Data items
-.-.-

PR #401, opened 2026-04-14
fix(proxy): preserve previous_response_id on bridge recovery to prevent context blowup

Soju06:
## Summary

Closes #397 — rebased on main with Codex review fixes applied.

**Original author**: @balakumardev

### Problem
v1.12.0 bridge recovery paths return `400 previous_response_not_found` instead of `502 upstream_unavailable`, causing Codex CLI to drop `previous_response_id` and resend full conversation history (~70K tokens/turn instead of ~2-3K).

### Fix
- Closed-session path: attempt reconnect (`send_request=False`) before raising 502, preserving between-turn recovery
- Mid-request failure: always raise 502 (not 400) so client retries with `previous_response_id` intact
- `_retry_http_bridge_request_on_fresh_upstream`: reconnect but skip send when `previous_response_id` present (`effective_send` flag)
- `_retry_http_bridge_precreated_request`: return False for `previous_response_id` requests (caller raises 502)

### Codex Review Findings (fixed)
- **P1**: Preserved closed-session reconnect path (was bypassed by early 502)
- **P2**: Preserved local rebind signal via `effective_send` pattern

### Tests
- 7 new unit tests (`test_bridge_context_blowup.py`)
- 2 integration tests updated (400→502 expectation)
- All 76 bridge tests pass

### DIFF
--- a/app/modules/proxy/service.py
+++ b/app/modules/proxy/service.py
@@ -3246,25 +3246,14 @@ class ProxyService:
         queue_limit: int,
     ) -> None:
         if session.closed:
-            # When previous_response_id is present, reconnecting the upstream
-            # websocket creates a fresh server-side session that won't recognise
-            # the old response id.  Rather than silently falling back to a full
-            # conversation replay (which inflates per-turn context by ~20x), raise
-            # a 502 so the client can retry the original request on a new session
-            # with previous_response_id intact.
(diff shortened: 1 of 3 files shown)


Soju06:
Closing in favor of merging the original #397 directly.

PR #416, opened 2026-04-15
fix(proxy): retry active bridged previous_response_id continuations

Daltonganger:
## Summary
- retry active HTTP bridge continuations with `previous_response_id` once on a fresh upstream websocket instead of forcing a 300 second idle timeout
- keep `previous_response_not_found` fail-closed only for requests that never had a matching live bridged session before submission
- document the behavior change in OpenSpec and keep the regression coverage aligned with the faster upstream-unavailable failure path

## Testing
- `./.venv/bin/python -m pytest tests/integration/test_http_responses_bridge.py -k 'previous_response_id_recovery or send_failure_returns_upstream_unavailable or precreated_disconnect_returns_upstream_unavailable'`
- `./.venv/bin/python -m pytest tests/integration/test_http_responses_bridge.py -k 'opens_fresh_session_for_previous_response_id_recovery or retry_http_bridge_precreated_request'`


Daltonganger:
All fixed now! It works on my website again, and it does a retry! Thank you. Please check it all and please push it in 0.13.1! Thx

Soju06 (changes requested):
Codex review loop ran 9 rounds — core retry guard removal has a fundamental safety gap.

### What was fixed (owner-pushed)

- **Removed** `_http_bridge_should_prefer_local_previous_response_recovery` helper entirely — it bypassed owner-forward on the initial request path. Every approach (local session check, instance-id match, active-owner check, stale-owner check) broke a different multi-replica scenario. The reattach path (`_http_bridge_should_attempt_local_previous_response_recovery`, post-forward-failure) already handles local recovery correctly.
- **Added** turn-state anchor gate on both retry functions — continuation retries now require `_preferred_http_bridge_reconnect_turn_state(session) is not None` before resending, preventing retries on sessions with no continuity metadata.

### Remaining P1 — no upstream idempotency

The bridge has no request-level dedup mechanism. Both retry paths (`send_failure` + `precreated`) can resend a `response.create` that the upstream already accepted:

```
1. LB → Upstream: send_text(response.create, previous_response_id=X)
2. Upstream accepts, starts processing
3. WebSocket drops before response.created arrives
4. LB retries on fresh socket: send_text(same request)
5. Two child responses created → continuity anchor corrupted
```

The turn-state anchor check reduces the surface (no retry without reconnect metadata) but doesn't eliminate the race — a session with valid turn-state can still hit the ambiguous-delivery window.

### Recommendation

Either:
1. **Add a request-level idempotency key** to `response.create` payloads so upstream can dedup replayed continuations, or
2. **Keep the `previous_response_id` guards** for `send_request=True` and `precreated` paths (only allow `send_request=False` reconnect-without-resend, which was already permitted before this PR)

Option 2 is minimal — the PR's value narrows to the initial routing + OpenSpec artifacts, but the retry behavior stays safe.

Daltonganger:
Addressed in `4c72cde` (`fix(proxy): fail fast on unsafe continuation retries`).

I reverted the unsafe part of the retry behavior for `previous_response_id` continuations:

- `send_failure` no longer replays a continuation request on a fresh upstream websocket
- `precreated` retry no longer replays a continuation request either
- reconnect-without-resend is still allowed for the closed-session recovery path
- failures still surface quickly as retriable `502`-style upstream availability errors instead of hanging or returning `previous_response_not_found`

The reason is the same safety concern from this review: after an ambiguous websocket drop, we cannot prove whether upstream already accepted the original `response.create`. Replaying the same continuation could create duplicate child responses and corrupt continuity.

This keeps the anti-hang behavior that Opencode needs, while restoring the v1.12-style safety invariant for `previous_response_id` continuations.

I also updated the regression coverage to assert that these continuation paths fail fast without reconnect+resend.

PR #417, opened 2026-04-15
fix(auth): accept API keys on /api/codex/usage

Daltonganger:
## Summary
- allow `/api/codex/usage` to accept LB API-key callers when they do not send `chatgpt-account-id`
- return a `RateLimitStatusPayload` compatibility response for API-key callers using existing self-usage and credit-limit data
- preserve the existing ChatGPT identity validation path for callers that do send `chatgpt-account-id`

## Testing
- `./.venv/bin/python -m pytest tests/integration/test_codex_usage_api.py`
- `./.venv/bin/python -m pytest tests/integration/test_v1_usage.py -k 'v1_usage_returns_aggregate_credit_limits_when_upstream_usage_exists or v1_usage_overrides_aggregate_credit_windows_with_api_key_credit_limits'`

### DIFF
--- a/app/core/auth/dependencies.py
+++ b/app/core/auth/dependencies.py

-.-.-

■ PROBLEM REQUIREMENTS ■
The required output is every line above from the one with "PR #417, opened 2026-04-15" down to the one with "to accept LB", restated word for word, ends included.

■ EXERCISE ANSWER ■
PR #417, opened 2026-04-15
fix(auth): accept API keys on /api/codex/usage

Daltonganger:
## Summary
- allow `/api/codex/usage` to accept LB API-key callers when they do not send `chatgpt-account-id`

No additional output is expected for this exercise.